朱华吓得哇哇大叫,连滚带爬的朝岸边跑过去。
“有鬼啊…………有鬼啊…………”他一路尖叫一路往县城中跑。
此湖在松阳村中,连贯了村头到村尾,又从村尾连到了更远处的大江,朱华不知道自己为何会在松阳村,但他忘不了昨夜看到的那些,那些人,都是曾经村中的人,只是现在已经是一具死尸了。
朱华神志不清的跑回县衙,一进屋,就将自己藏在被子中,对下人的询问和其他话一概听不进去。
鹰老和其他两位老者来县衙的时候,就看到这样一副情形:朱华目光呆滞的蜷缩在角落,嘴里只喃喃着“有鬼”,其他无论怎么问话都不答。
“这到底是怎么回事?昨天还好好的,今日怎么了,莫非一晚上就中邪了?”鹰老有些气愤。
侍从不解的摇头:“小人也不知道,早上起来没看到老爷,正要派人去找,老爷却浑身光溜溜的从外面跑进来。
那脸上是小人从未见过的恐惧,就像是活见鬼似的。
小人如何问,老爷都不答话,一早上都这样,饭也不吃什么都不做,小人估摸着怕是见到什么恐怖的事,正寻摸着找大夫来看看,开些凝神药什么的。”
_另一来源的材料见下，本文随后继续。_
PR #109, opened 2021-10-06
Feat/delegation

mkazlauskas:
# Context

A single transaction should support the following scenarios:

- Register a stake key and delegate to a pool 
- Deregister a stake key
- Change delegation from one pool to another

# Proposed Solution

- [x] Add an optional 'certificates' prop to `InitializeTxProps` and `CreateTxInternalsProps`
- [ ] Export new utility from `wallet` package that takes in KeyManager and provides functions to create Certificates that then can be used to initialize Tx 


packages/wallet/src/Certificate/factory.ts
```diff
@@ -0,0 +1,21 @@
+import { KeyManager } from '../KeyManagement';
+import { StakeKeyRegistration, StakeKeyDeregistration, StakeDelegation, Bech32Key } from './types';
+
+export const factory = (keyManager: KeyManager) => {
+  const delegator = keyManager.stakeKey.to_bech32();
+  return {
+    registerStakeKey: {
+      certType: 'STAKE_KEY_REGISTRATION',
+      delegator
```
rhyslbw, line 9:
```suggestion
      stakeKey
```

packages/wallet/src/Certificate/factory.ts
```diff
@@ -0,0 +1,21 @@
...
+    } as StakeKeyRegistration,
+    unregisterStakeKey: {
+      certType: 'STAKE_KEY_DEREGISTRATION',
+      delegator
```
rhyslbw, line 13:
```suggestion
      stakeKey
```

packages/wallet/src/Certificate/factory.ts
```diff
@@ -0,0 +1,21 @@
...
+    } as StakeKeyDeregistration,
+    delegate: (delegatee: Bech32Key): StakeDelegation => ({
+      certType: 'STAKE_DELEGATION',
+      delegator,
```
rhyslbw, line 17:
```suggestion
      stakeKey,
```
```suggestion
      delegator,
```

packages/wallet/src/createTransactionInternals.ts
```diff
@@ -36,6 +38,13 @@ export const createTransactionInternals = async (
   if (props.validityInterval.invalidBefore !== undefined) {
     body.set_validity_start_interval(props.validityInterval.invalidBefore);
   }
+  if (props.certificates?.length) {
```
rhyslbw, line 41: This actually impacts the minimum fee since it increases the tx size, so we need to think about how attaching certificates interoperates with input selection :thinking:

rhyslbw (changes requested):
We're missing the key deposit on registration, and reclaim on deregistration. The value is: `ProtocolParametersRequiredByWallet.stakeKeyDeposit`. This needs to be added prior to the input selection. It's in the csl codebase as `key_deposit`, however I'm not sure of the specifics when wishing to set this outside of the `tx_builder`.

packages/wallet/src/createTransactionInternals.ts
mkazlauskas: Input selection constraints takes in `buildTx` and we're using `createTransactionInternals` for it in SingleAddressWalet,  so it already takes this into account for the minimum fee

packages/wallet/src/Delegation/withdrawal.ts
```diff
@@ -0,0 +1,20 @@
...
+  quantity: CSL.BigNum;
+};
+
+export const withdrawal = (
+  csl: CardanoSerializationLib,
+  keyManager: KeyManager,
+  quantity: Lovelace,
+  network: number = Cardano.NetworkId.mainnet
+): Withdrawal => ({
+  // Review: are withdrawals supposed to go to stake address or
```
rhyslbw, line 16: - Funds cannot be sent by network participants to reward addresses, only the protocol can credit these accounts.
- We don't encourage wallets to implement an explicit _withdrawal_ action, as it serves no purpose and costs fees.
- Instead, reward accounts are simply considered funding sources for regular payment transactions in addition to UTxOs, and wallets should design a UX to withdraw all available rewards when making a payment transaction. 
- The SDK need not make any assumptions as to which address they should be sent, so unconsumed balance should just be returned as change.

rhyslbw, line 16: - Funds cannot be sent by network participants to reward addresses, only the protocol can credit these accounts.
- We don't encourage wallets to implement an explicit _withdrawal_ action, as it serves no purpose and costs fees. Instead, reward accounts are simply considered funding sources for regular payment transactions in addition to UTxOs, and wallets should design a UX to withdraw all available rewards when making a payment transaction, returning the remaining as change.

packages/wallet/src/Delegation/withdrawal.ts
```diff
@@ -0,0 +1,20 @@
...
+  // to change address that we currently have as keyManager.deriveAddress(0, 0)?
+  address: csl.RewardAddress.new(network, csl.StakeCredential.from_keyhash(keyManager.stakeKey.hash())),
```
rhyslbw, line 18: :+1:

rhyslbw, line 18: :+1:

packages/wallet/test/Delegation/computeImplicitCoin.test.ts
```diff
@@ -0,0 +1,25 @@
+import { loadCardanoSerializationLib, ProtocolParametersRequiredByWallet } from '@cardano-sdk/core';
+import { testKeyManager } from '../testKeyManager';
+import { Delegation, InitializeTxProps } from '../../src';
+
+describe('Delegation.computeImplicitCoin', () => {
+  it('computes correctly', async () => {
```
rhyslbw, line 6: Please elaborate on what "correctly" means :smile:

packages/wallet/src/Delegation/computeImplicitCoin.ts
```diff
@@ -0,0 +1,31 @@
+import { ImplicitCoin } from '@cardano-sdk/cip2';
+import { ProtocolParametersRequiredByWallet } from '@cardano-sdk/core';
+import { sum } from 'lodash-es';
+import { InitializeTxProps } from '../types';
+
+/**
+ * Implementation is the same as in csl.get_implicit_input() and csl.get_deposit().
+ * Alternatively could build transaction body and use CSL to compute these.
```
rhyslbw, line 8: For now I'd prefer if we use this approach and just use the CSL for serialization.

packages/wallet/test/Transaction/computeImplicitCoin.test.ts
```diff
@@ -0,0 +1,26 @@
+import { loadCardanoSerializationLib, ProtocolParametersRequiredByWallet } from '@cardano-sdk/core';
+import { testKeyManager } from '../testKeyManager';
+import { Transaction } from '../../src';
+import { InitializeTxProps } from '../../src/Transaction';
+
+describe('Transaction.computeImplicitCoin', () => {
+  it('sums registrations for deposit, withdrawals and deregistrations for input', async () => {
```
rhyslbw, line 7: :+1:

rhyslbw (changes requested):
Looks great @mkazlauskas. Please squash down into minimal commits, then we're good to merge :+1:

鹰老挥了挥手让他退下,然后强行将角落中的朱华拉出来。
“不…………放开我,放开我,不要找我,不是我杀的,是他们,不要找我…………啊……………”朱华一边尖叫一边拳打脚踢,死活不出来。
邪老听到他的话,眉头微蹙,上前就是一掌打在朱华的脖颈处,后者眼睛翻了翻,一个趔趄倒下去不省人事。
鬼老上前疑惑道:“到底怎么了?莫非真的中邪了?这厮连我们都不认识不说,还差点说了不该说的话,怎么办?”
邪老最残忍,冷哼道:“还怎么办,既然这厮说了不该说的话,还留着他做什么,直接杀了得了,反正那湖里多他一具尸体也不是装不下。”
“不可。”鹰老更有理智些:“他是吴县的县令,还有用得着他的地方,他在,那这吴县就是我们说了算,他若是死了,狗皇帝一定重新派人来,到时候又得花费一番功夫。”
鬼老疑惑道:“那现在怎么办?要不要查查,好端端的怎么会突然疯了?”
“查,自然要查。”鹰老阴沉着脸环顾一圈,沉声道:“那小东西又去哪儿了?”
邪老知他说的是无影,摇头道:“一大早没见到人影,放心,他不是我们的对手,就是要使坏也成不了。”
鬼老不耐的道:“现在甭管那小子在哪儿,还是先查查他到底怎么回事,我这心里总觉得不踏实,说不定是金卫搞的鬼。”
☆、第230章 兵不厌诈
朱华每日晚上都会安排美人歌舞给全志三人,但今夜却没有动静,甚至一整天,他们都没见着朱华,全志派人去打听,却说朱华病了,不能见人。
前一天还生龙活虎,一天就病的不能见人,怎么可能,除非是活见鬼了。
但他们也知道,朱华确实是活见鬼了。